Emotions are the keys to learning, the keys to imprinting. The stronger the emotion, the more clearly the experience is learned. Think again of that child and the hot pan. Emotions create a series of mental connections (I call them mental highways) that are reinforced by repetition. These mental highways condition us to see the world in predictable ways. They are the path from our experience with the world (such as touching a hot pan) to a useful approach to the world (avoiding all hot things in the future).
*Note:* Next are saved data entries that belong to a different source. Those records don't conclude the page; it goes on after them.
PR #282, opened 2025-02-02
Add cast!() macro

skejserjensen:
PR #275 showed that casts from `Any` to a concrete type is sometimes needed outside of extracting arrays from `Vec`s and `Recordbatch`es. Thus, this PR adds the `cast!()` macro which is defined as `$expr.as_any().downcast_ref::<$type>().unwrap()` and implements the `value!()` and `array!()` macros in terms of it. The PR also replaces all uses of `as_any().downcast_ref().unwrap()` found by `ripgrep`  with the macro.

### DIFF
--- a/crates/modelardb_server/src/storage/uncompressed_data_manager.rs
+++ b/crates/modelardb_server/src/storage/uncompressed_data_manager.rs
@@ -212,24 +212,21 @@ impl UncompressedDataManager {
 
         // Prepare the timestamp column for iteration.
         let timestamp_index = model_table_metadata.timestamp_column_index;
-        let timestamp_column_array: &TimestampArray = data_points
-            .column(timestamp_index)
-            .as_any()
-            .downcast_ref()
-            .unwrap();
+        let timestamp_column_array: &TimestampArray =
+            modelardb_types::array!(data_points, timestamp_index, TimestampArray);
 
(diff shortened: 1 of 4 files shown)


crates/modelardb_server/src/storage/uncompressed_data_manager.rs
```diff
@@ -212,24 +212,21 @@ impl UncompressedDataManager {
 
         // Prepare the timestamp column for iteration.
         let timestamp_index = model_table_metadata.timestamp_column_index;
-        let timestamp_column_array: &TimestampArray = data_points
-            .column(timestamp_index)
-            .as_any()
-            .downcast_ref()
-            .unwrap();
+        let timestamp_column_array: &TimestampArray =
```
CGodiksen, line 215: Maybe remove the type hint since it seems that we do not use it elsewhere when we use `array!`.

CGodiksen (approved):

crates/modelardb_server/src/storage/uncompressed_data_manager.rs
skejserjensen: I have removed most of the annotations, but two `Vec<_>` are needed so the compiler which data structures to collect arrays into.

chrthomsen (approved):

We do the overwhelming majority of our learning when we are children. By the time we are seven, most of our mental highways have been constructed. But emotion continues to provide us with new imprints throughout our lives. Most Americans of the Boomer generation can remember where they were and what they were doing when they learned of the assassination of John F. Kennedy. Most Americans alive today can vividly relive the experience of watching the World Trade Center towers fall. This is because these experiences are so emotionally powerful that they are effectively seared onto our brains. We will never forget them, and the simple mention of the topic sends us back to that moment when we imprinted it.

In Normandy, peasants have a strange and unpleasant ritual that exhibits an innate understanding of this concept at the same time that it shows a misguided approach to utilizing it. When the first son in a family reaches his seventh birthday, his father takes him out to the land the father owns and walks him to each corner of the property. At each corner, the father beats the child. While the practice is repellent and probably doesn't do much for the father-son bond, it does create a very strong emotional connection for the child to the boundaries of the property. The father knows that having this experience will cause the child to remember forever the bounds of the land he will someday inherit.

I had my own unforgettable experience with learning an American phrase when I began teaching at Thomas Jefferson College not long after I arrived in this country in the seventies. I had only begun to learn how to speak American English. My class took place in a large, windowless lecture hall, and on the first day, I'd just started to explain my goals for the class when one of the students yelled at me, "Watch out!" I'd never heard the phrase before and therefore had no idea what the student meant. Instantly, my brain searched for some kind of definition. "Watch" meant "look." "Out" could mean "outside." Did the student want me to look outside? I couldn't, though, because there were no windows in the room. Of course, all of this happened in a fraction of a second—after which a part of the ceiling fell on my head and I was suddenly lying on the floor bleeding and waiting for paramedics to arrive.

To say the least, I now know what "watch out" means. In fact, whenever I hear it, I still look toward the ceiling first, just in case it's about to fall on me.